# Puppies and hip dysplasia



## gsdoak (Aug 10, 2012)

Hi,
Both my previous GSDs developed hip dysplasia in their middle age and I really don't want to go through that again. We will be picking our GSD puppy from the litter over the next month and I was wondering if there was anything specifically I should be looking for as a warning sign for HD in the puppy. Both of the parents are "a" normal, but clearly that is not a guarentee against HD in the puppy. I have heard that denser bone (heavier) puppies are more prone to HD. Is this true? Any guidance would be really appreciated.
Thanks


----------



## Verivus (Nov 7, 2010)

There is no way to know if your puppy has HD without x-rays.

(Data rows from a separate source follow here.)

PR #1825, opened 2017-12-21
metadata: add infrastructure for extracting metadata from parts

### LINKED ISSUE #1693: Develop metadata handler system

kyrofa:

-----

This PR resolves #1693 by adding the underlying infrastructure necessary to extract metadata from parts. No actual metadata extraction is done here (e.g. Appstream). That will come in follow-up PRs, and will be as simple as adding a new module to `snapcraft.extractors` with an `extract` function.

### DIFF
--- a/schema/snapcraft.yaml
+++ b/schema/snapcraft.yaml
@@ -63,6 +63,9 @@ properties:
   build-packages:
     $ref: "#/definitions/grammar-array"
     description: top level build packages.
+  adopt-info:
+    type: string
+    description: name of the part that provides source files that will be parsed to extract snap metadata information
   name:
     type: string
     description: name of the snap package
@@ -390,6 +393,13 @@ properties:
           prepare:
             type: string
             default: ''
+          parse-info:
+            type: array
+            minitems: 1
+            uniqueItems: true
+            items:
+              type: string
+            default: []
   plugs:
     type: object
   slots:
@@ -397,9 +407,16 @@ properties:
 required:
   - name
   - version
-  - summary
-  - description
   - parts
+
+# Either summary/description is required, or adopt-info is required to specify
+# the part from which this metadata will be retrieved.
+anyOf:
+  - required:
+    - summary
+    - description
+  - required:
+    - adopt-info
 dependencies:
   license-agreement: ["license"]
   license-version: ["license"]
--- a/snapcraft/extractors/__init__.py
+++ b/snapcraft/extractors/__init__.py
@@ -1,6 +1,6 @@
 # -*- Mode:Python; indent-tabs-mode:nil; tab-width:4 -*-
 #
-# Copyright (C) 2016 Canonical Ltd
+# Copyright (C) 2017 Canonical Ltd
 #
 # This program is free software: you can redistribute it and/or modify
 # it under the terms of the GNU General Public License version 3 as
@@ -14,6 +14,5 @@
 # You should have received a copy of the GNU General Public License
 # along with this program.  If not, see <http://www.gnu.org/licenses/>.
 
-from snapcraft.internal import cache             # noqa
-from snapcraft.internal import deltas            # noqa
-from snapcraft.internal import states            # noqa
+from ._metadata import ExtractedMetadata  # noqa
+from ._errors import UnhandledFileError  # noqa
--- a/snapcraft/extractors/_metadata.py
+++ b/snapcraft/extractors/_metadata.py
@@ -1,0 +1,78 @@
+# -*- Mode:Python; indent-tabs-mode:nil; tab-width:4 -*-
+#
+# Copyright (C) 2017 Canonical Ltd
+#
+# This program is free software: you can redistribute it and/or modify
+# it under the terms of the GNU General Public License version 3 as
+# published by the Free Software Foundation.
+#
+# This program is distributed in the hope that it will be useful,
+# but WITHOUT ANY WARRANTY; without even the implied warranty of
+# MERCHANTABILITY or FITNESS FOR A PARTICULAR PURPOSE.  See the
+# GNU General Public License for more details.
+#
+# You should have received a copy of the GNU General Public License
+# along with this program.  If not, see <http://www.gnu.org/licenses/>.
+
+import yaml
+from typing import Any, Dict
+
+
+class ExtractedMetadata(yaml.YAMLObject):
+    """Collection of metadata extracted from a part."""
+
+    yaml_tag = u'!ExtractedMetadata'
+
+    def __init__(self, *, summary='', description='') -> None:
+        """Create a new ExtractedMetadata instance.
+
+        :param str summary: Extracted summary
+        :param str description: Extracted description
+        """
+
+        self._data = {}  # type: Dict[str, str]
+
+        if summary:
+            self._data['summary'] = summary
+        if description:
+            self._data['description'] = description
+
+    def update(self, other: 'ExtractedMetadata') -> None:
+        """Update this metadata with other metadata.
+
+        Note that the other metadata will take precedence, and may overwrite
+        data contained here.
+
+        :param ExtractedMetadata other: Metadata from which to update
+        """
+        self._data.update(other.to_dict())
+
+    def get_summary(self) -> str:
+        """Return extracted summary.
+
+        :returns: Extracted summary
+        :rtype: str
+        """
+        return self._data.get('summary')
+
+    def get_description(self) -> str:
+        """Return extracted description.
+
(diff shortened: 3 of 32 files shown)


schema/snapcraft.yaml
```diff
@@ -361,16 +364,30 @@ properties:
...
   - parts
+
+# Either summary/description is required, or adopt-info is required to specify
+# the part from which this metadata will be retrieved.
+anyOf:
+  - required:
+    - summary
+    - description
+  - required:
+    - adopt-info
```
sergiusens: nice

snapcraft/extractors/__init__.py
```diff
@@ -0,0 +1,18 @@
...
+# This program is distributed in the hope that it will be useful,
+# but WITHOUT ANY WARRANTY; without even the implied warranty of
+# MERCHANTABILITY or FITNESS FOR A PARTICULAR PURPOSE.  See the
+# GNU General Public License for more details.
+#
+# You should have received a copy of the GNU General Public License
+# along with this program.  If not, see <http://www.gnu.org/licenses/>.
+
+from ._metadata import ExtractedMetadata  # noqa
+from ._errors import UnhandledFileError  # noqa
```
sergiusens: I wouldn't import this, only if it is public (which I wouldn't be against)

sergiusens: err, abort!

snapcraft/extractors/_metadata.py
```diff
@@ -0,0 +1,78 @@
...
+        :param str summary: Extracted summary
+        :param str description: Extracted description
+        """
+
+        self._data = {}  # type: Dict[str, str]
+
+        if summary:
+            self._data['summary'] = summary
+        if description:
+            self._data['description'] = description
```
sergiusens: what is the story with blobs like icon and desktop file?

snapcraft/internal/lifecycle/_runner.py
```diff
@@ -58,7 +59,7 @@ def execute(step, project_options, part_names=None):
                           over.
     :returns: A dict with the snap name, version, type and architectures.
     """
-    config = snapcraft.internal.load_config(project_options)
+    config = project_loader.load_config(project_options)
```
sergiusens: might as well consider unimporting `snapcraft`?

sergiusens: and also `snapcraft.internal`

snapcraft/internal/pluginhandler/__init__.py
```diff
@@ -90,6 +97,26 @@ def __init__(self, *, plugin, part_properties, project_options,
 
         self._migrate_state_file()
 
+    def pull_state(self) -> states.PullState:
```
sergiusens: these should have a `get` in front

sergiusens: maybe this really merits a mixin as well? Thoughts?

snapcraft/internal/pluginhandler/__init__.py
```diff
@@ -334,9 +372,40 @@ def mark_build_done(self):
         plugin_manifest = self.plugin.get_manifest()
         machine_manifest = self._get_machine_manifest()
 
+        # Extract any requested metadata available in the build directory,
+        # followed by the install directory (which takes precedence)
```
sergiusens: \o/

snapcraft/internal/pluginhandler/_metadata_extraction.py
```diff
@@ -0,0 +1,62 @@
...
+
+
+def extract_metadata(part_name: str,
+                     file_path: str) -> extractors.ExtractedMetadata:
+    if not os.path.exists(file_path):
+        raise MissingMetadataFileError(part_name, file_path)
+
+    # Iterate through each extractor module, calling the 'extract' function
+    # from it. If it raises an 'UnhandledFileError' move onto the next.
+    for _, module_name, _ in pkgutil.iter_modules(
```
sergiusens: this is clever, I am just afraid we might have some false positives
it would be nice to be able to infer some preference given the file name as well

snapcraft/tests/unit/project_loader/test_config.py
```diff
@@ -1916,9 +1893,11 @@ def setUp(self):
             'version': '1.0-snapcraft1~ppa1',
             'summary': 'my summary less that 79 chars',
             'description': 'description which can be pretty long',
+            'adopt-info': 'part1',
```
sergiusens: why is this necessary?

snapcraft/tests/unit/project_loader/test_config.py
```diff
@@ -2038,6 +2017,20 @@ def test_both_snap_and_prime_specified(self):
...
+    def test_missing_required_property_and_missing_adopt_info(self):
+        del self.data['summary']
+        del self.data['adopt-info']
+
+        raised = self.assertRaises(
+            errors.YamlValidationError,
+            project_loader.Validator(self.data).validate)
+
+        expected_message = (
+            "'adopt-info' is a required property or 'summary' is a required "
```
sergiusens: now that I see the message here, it feels rather off.

snapcraft/tests/unit/test_errors.py
```diff
@@ -286,7 +287,51 @@ class ErrorFormattingTestCase(unit.TestCase):
             'exception': errors.InvalidContainerImageInfoError,
             'kwargs': {'image_info': 'test-image-info'},
             'expected_message': (
-                'Error parsing the container image info: test-image-info')})
+                'Error parsing the container image info: test-image-info')}),
+        # meta errors.
```
sergiusens: nice but are we bundling ALL errors here? This is just rhetoric ;-)

snapcraft/tests/unit/project_loader/test_config.py
kyrofa: Mannnn, this took me hours. Would you prefer what jsonschema gives us?

> Issues while validating snapcraft.yaml: OrderedDict([('name', 'my-snap-name'), ('version', '0.1'), ('description', "This is my-snap's description. You have a paragraph or two to tell the\nmost important story about your snap. Keep it under 100 words though,\nwe live in tweetspace and your description wants to look good in the snap\nstore.\n"), ('grade', 'devel'), ('confinement', 'devmode'), ('parts', OrderedDict([('my-part', OrderedDict([('plugin', 'nil'), ('parse-info', ['foo'])]))]))]) is not valid under any of the given schemas

Just kidding. I'd love to improve it, but couldn't figure out how to do so in a generic manner. Should I hard-code handling for this specific case?

snapcraft/tests/unit/project_loader/test_config.py
kyrofa: Just so I don't have to explicitly add it in the test cases. Harmless for the other ones.

snapcraft/internal/pluginhandler/_metadata_extraction.py
kyrofa: Yeah I was thinking about preference as well, although I couldn't think of any extractors that overlap-- do we ever anticipate that multiple extractors could handle the same file? If not, no preference is needed.

snapcraft/extractors/_metadata.py
kyrofa: As we briefly discussed, we can base64 them, or save file paths here and grab them when creating the meta/ dir.

snapcraft/internal/pluginhandler/__init__.py
kyrofa: Oh right-- I'll fix the lack of "get". Regarding the mixin, I feel it's only worth it if we want the functionality mixed into another class as well. I don't think we do... do we?

snapcraft/internal/lifecycle/_runner.py
kyrofa: We use `snapcraft`, but you're right, `snapcraft.internal` does not seem necessary. Wonder why flake8 didn't grab that. Fixed.

snapcraft/internal/pluginhandler/__init__.py
kyrofa: Fixed.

You can try to tell by doing range of motion exercises, but you'd have to know what you're looking for. You can also try to tell by watching activity, but that really is not reliable at all. My dog was diagnosed with severe HD at 8 months of age and you'd never have been able to tell when he was a puppy other then the fact that he couldn't go on long walks.


----------



## Jag (Jul 27, 2012)

You can look at the progeny of this pair. What were the previous pups rated when they were Xrayed? There's no way to tell 100%, but if both parents are A stamped you have a decent shot. Of course, breeding is more than just putting together two dogs. You have to know the whole line to be able to see future issues. Depending on the breeder, you could have much less worry. Check the hip guarantee on your contract. If you have any questions (I've found most of them are vague) then ASK! Don't get 'stuck' with a bad contract...no matter how 'good' the breeder seems to be! Also, check into pet insurance. I don't know if they cover surgery for this, but it's something I'm going to be checking into. I know you can pay a little more for the more 'premium' plans that seem to cover common genetic defects, etc. It's worth having... because you just never know.


----------



## Danielle609 (Jun 18, 2011)

Here are my 2 cents on hip dysplasia. You are never guaranteed that when you get a puppy that it will not ever end up with hip dysplasia. I think the best thing to do is make sure that you are getting your pup from a reputable breeder who is staking the deck in your favor. Also if you are working with a breeder that has a good reputation if a problem does arise at least you will have them by your side to help you out though any issues that may arise. Good luck with a new pup!


----------



## Liesje (Mar 4, 2007)

Besides the parents being a-normal look at the rest of the pedigree. What are the ZW scores of the parents? If they have been bred before, look for the results of their progeny. I do prelim x-rays at 6 months and they've never been wrong. I like to know right away what I have, before I put two years into training and heavy exercise.


----------



## VTcoach (Jun 28, 2005)

There are also many things you can do to minimize the probablility of HD occurring. Puppies need to be fed appropriately (good nutrition) and not allowed to become overweight. Your exercise regime with a puppy/young dog needs to have limitations. No excessive running on hard surfaces, no repetitive jumping, that sort of thing. When the bones and joints are forming (usually the first 12 months) you need to be aware that things you do or allow can also contribute to hip and joint issues. There are many theories on all the causes and contributors, just use some common sense too.


----------



## MaggieRoseLee (Aug 17, 2001)

Danielle609 said:


> Here are my 2 cents on hip dysplasia. You are never guaranteed that when you get a puppy that it will not ever end up with hip dysplasia. I think the best thing to do is make sure that you are getting your pup from a reputable breeder who is staking the deck in your favor. Also if you are working with a breeder that has a good reputation if a problem does arise at least you will have them by your side to help you out though any issues that may arise. Good luck with a new pup!


 
I agree with Danielle609, because there are no 100% guarantees with any pups because there's always the mystery of genetics in the bunch.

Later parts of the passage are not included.